BEGIN INPUT DATA
PR #3291, opened 2016-02-17
Eng 9845 postgres backend

johnTcrawford:
Added a QueryTransformer class, and updated the transformQuery method to make use of it, adding QueryTransformer object definitions (and a few new query Patterns), and eliminating a bunch of specialized methods that transformQuery used to call.

### DIFF
--- a/src/frontend/org/voltdb/NonVoltDBBackend.java
+++ b/src/frontend/org/voltdb/NonVoltDBBackend.java
@@ -58,7 +58,7 @@ public abstract class NonVoltDBBackend {
     protected static NonVoltDBBackend m_backend = null;
     protected String m_database_type = null;
     protected Connection dbconn;
-    protected static FileWriter TRANSFORMED_SQL_FILE_WRITER;
+    protected static FileWriter transformedSqlFileWriter;
     protected static final boolean DEBUG = false;
 
     /** Constructor specifying the databaseType (e.g. HSQL or PostgreSQL),
@@ -83,14 +83,14 @@ public abstract class NonVoltDBBackend {
         // If '-Dsqlcoverage.transform.sql.file=...' was specified on the
         // command line, print info when transforming SQL statements into
         // a format that the backend database can understand
-        String transformSqlOutputFile = System.getProperty("sqlcoverage.transform.sql.file", null);
-        if (transformSqlOutputFile == null) {
-            TRANSFORMED_SQL_FILE_WRITER = null;
+        String transformedSqlOutputFileName = System.getProperty("sqlcoverage.transform.sql.file", null);
+        if (transformedSqlOutputFileName == null) {
+            transformedSqlFileWriter = null;
         } else {
             try {
-                TRANSFORMED_SQL_FILE_WRITER = new FileWriter(transformSqlOutputFile, true);
+                transformedSqlFileWriter = new FileWriter(transformedSqlOutputFileName, true);
             } catch (IOException e) {
-                TRANSFORMED_SQL_FILE_WRITER = null;
+                transformedSqlFileWriter = null;
                 System.out.println("Caught IOException:\n    " + e
                         + "\nTransformed SQL output will not be printed.");
             }
@@ -460,10 +460,10 @@ public abstract class NonVoltDBBackend {
      *  the original and modified SQL are not the same, i.e., only if some
      *  transformation has indeed taken place. */
     static protected void printTransformedSql(String originalSql, String modifiedSql) {
-        if (TRANSFORMED_SQL_FILE_WRITER != null && !originalSql.equals(modifiedSql)) {
+        if (transformedSqlFileWriter != null && !originalSql.equals(modifiedSql)) {
             try {
-                TRANSFORMED_SQL_FILE_WRITER.write("original SQL: " + originalSql + "\n");
-                TRANSFORMED_SQL_FILE_WRITER.write("modified SQL: " + modifiedSql + "\n");
+                transformedSqlFileWriter.write("original SQL: " + originalSql + "\n");
+                transformedSqlFileWriter.write("modified SQL: " + modifiedSql + "\n");
             } catch (IOException e) {
                 System.out.println("Caught IOException:\n    " + e);
                 System.out.println("original SQL: " + originalSql);
--- a/src/frontend/org/voltdb/NonVoltDBBackend.java
+++ b/src/frontend/org/voltdb/NonVoltDBBackend.java
@@ -61,8 +61,7 @@ public abstract class NonVoltDBBackend {
     protected Connection dbconn;
 
     protected static final boolean DEBUG = false;
-    protected static boolean PRINT_TRANSFORMED_SQL = false;
-    protected static FileWriter TRANSFORMED_SQL_FILE_WRITER = null;
+    protected static final FileWriter TRANSFORMED_SQL_FILE_WRITER;
 
     /** Constructor specifying the databaseType (e.g. HSQL or PostgreSQL),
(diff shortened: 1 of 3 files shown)


src/frontend/org/voltdb/NonVoltDBBackend.java
```diff
@@ -54,6 +60,10 @@
     protected String m_database_type = null;
     protected Connection dbconn;
 
+    protected static final boolean DEBUG = false;
+    protected static boolean PRINT_TRANSFORMED_SQL = false;
```
paulmartel: Eliminate the boolean member as redundant with the FileWriter being null.
Add a boolean accessor method returning (TRANSFORMED_SQL_FILE_WRITER != null), instead, if you like.
ALL_CAPS is usually reserved for final members -- declare TRANSFORMED_SQL_FILE_WRITER final.

src/frontend/org/voltdb/NonVoltDBBackend.java
```diff
@@ -79,6 +106,378 @@ protected NonVoltDBBackend(Connection dbconn) {
...
+     * A QueryTransformer object is used to specify (using the builder pattern)
+     * which options should be used, when transforming SQL statements (DDL or
+     * DML) fitting certain patterns, as is often needed in order for the
+     * results of a backend database (e.g. PostgreSQL) to match those of VoltDB.
+     * This collection of options (the QueryTransformer object) is then passed
+     * to the <i>transformQuery</i> method (see below).
+     */
+    protected static class QueryTransformer {
+        // Required parameter
+        private Pattern queryPattern;
```
paulmartel: Lacking the conventional m_ member name prefix on all these.

src/frontend/org/voltdb/NonVoltDBBackend.java
```diff
@@ -79,6 +106,378 @@ protected NonVoltDBBackend(Connection dbconn) {
...
+            System.out.println("In NonVoltDBBackend.isGeoColumn, with columnName: '" + columnName + "'");
+        }
+        if (columnName == null) {
+            return false;
+        }
+        String columnNameUpper = columnName.trim().toUpperCase();
+        return columnNameUpper.startsWith("PT") || columnNameUpper.startsWith("POLY");
+    }
+
+    /** Returns the number of occurrence of the specified character in the specified String. */
```
paulmartel: occurrence --> occurrences

src/frontend/org/voltdb/NonVoltDBBackend.java
johnTcrawford: Done.

src/frontend/org/voltdb/NonVoltDBBackend.java
johnTcrawford: Done.

src/frontend/org/voltdb/NonVoltDBBackend.java
johnTcrawford: Done.

src/frontend/org/voltdb/NonVoltDBBackend.java
```diff
@@ -79,6 +106,378 @@ protected NonVoltDBBackend(Connection dbconn) {
...
+     *  inserted before the extra close-parens, instead of at the very end. */
+    static private String handleParens(String group, String prefix, String suffix) {
+        int numOpenParens  = numOccurencesOfCharIn(group, '(');
+        int numCloseParens = numOccurencesOfCharIn(group, ')');
+        if (numOpenParens >= numCloseParens || suffix.isEmpty()) {
+            return (prefix + group + suffix);
+        } else {  // numOpenParens < numCloseParens
+            int index;
+            if (numOpenParens == 0) {
+                index = indexOfNthOccurrenceOfCharIn(group, ')', 1) - 1;
```
paulmartel: subtracting 1 here in the "if" so we can unconditionally add 1 later?
Seems better to JUST add 1 in the else where it's needed.
And yet something smells suspicious about numOpenParens == 0 requiring special handling. Let me ponder on it.

src/frontend/org/voltdb/NonVoltDBBackend.java
```diff
@@ -79,6 +104,373 @@ protected NonVoltDBBackend(Connection dbconn) {
...
+            result = transformQuery(result, qt);
+        }
+        return result;
+    }
+
+    /** Optionally (only if the <i>print</i> argument is true and
+     *  TRANSFORMED_SQL_FILE_WRITER is non-null), prints the original and
+     *  modified SQL statements, to a "Transformed SQL" output file, for the
+     *  current SQLCoverage test suite (if any). */
+    static protected void printTransformedSql(String originalSql, String modifiedSql, boolean print) {
```
paulmartel: The calculation and effect of the boolean print argument area bit strange.
Is is really serving any purpose other than to avoid doing anything for disabled or no-op transformations?
Some of the callers also test for a null input string, but I am doubtful that passing null into the statement transformer will or even SHOULD cause a quiet return, so I'd recommend asserting or otherwise ensuring that the input is not null (starting) somewhere well upstream of the calls to this function. With respect to no-op transformations being a universal turn-off, that could be factored down into this function as a comparison of its inputs without the need for an extra boolean argument. In general it seems needless to duplicate logic and silly to make a caller smart enough to tell the function not to do anything but NOT smart enough to simply skip the function call.
ddl was not null. ly trasnformer that you'd ever return from a transformation is a little strange

src/frontend/org/voltdb/NonVoltDBBackend.java
paulmartel: Here's what I've been able to ponder:
    If there is no open paren in group, then (we know that there is 1 or more close parens). The first close paren is extra and so we locate it and the -1 ensures that we insert our suffix just before it. This works as the method comment describes.
    If there is 1 open paren in group, then (we know that there are 2 or more close parens). The second close paren is extra so we locate the 1st close paren and (without the -1) insert our suffix just after it. This only strictly matches what the method comment describes if there is NOTHING between the last balanced close paren and the first unbalanced close paren.
   For numOpenParens > 1, we similarly base the placement on the last balanced paren, NOT the first unbalanced paren, so same discrepency.
Is it safe to assume that NOTHING will ever be in between these close parentheses for our use cases, OR is the behavior correct but the method description incorrect for some edge cases OR is there a bug? 
End of pondering -- end of review round -- end of another day of beauty.

src/frontend/org/voltdb/NonVoltDBBackend.java
johnTcrawford: Actually, I could not make TRANSFORMED_SQL_FILE_WRITER static and final and set it in the constructor; so I removed final.

src/frontend/org/voltdb/NonVoltDBBackend.java
johnTcrawford: There is no bug (this is not new code, it was just moved from PostgreSQLBackend.java), but you are correct that it is confusing. I've fixed that by, first, changing the code to use "+1" only in the case where it's needed, and, second, changing the comments to accurately describe what happens, namely that the suffix is inserted just after the last "matching" close-parens (rather than just before the first "extra" close-parens); and I also added a comment about the 0 open-parens special case.

src/frontend/org/voltdb/NonVoltDBBackend.java
johnTcrawford: Yes, good point(s). I've removed the "print" argument, and included the logic in the printTransformedSql method, to only print if the original and modified SQL are different. I have removed any null-check: the (original) SQL should never be null, and if it were, you would have problems long before you got here.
END INPUT DATA
● WHAT THE EXERCISE ASKS:
Find and copy each line above holding "transformedSqlFileWriter".

● RESPONSE TO THE EXERCISE:
+    protected static FileWriter transformedSqlFileWriter;
+            transformedSqlFileWriter = null;
+                transformedSqlFileWriter = new FileWriter(transformedSqlOutputFileName, true);
+                transformedSqlFileWriter = null;
+        if (transformedSqlFileWriter != null && !originalSql.equals(modifiedSql)) {
+                transformedSqlFileWriter.write("original SQL: " + originalSql + "\n");
+                transformedSqlFileWriter.write("modified SQL: " + modifiedSql + "\n");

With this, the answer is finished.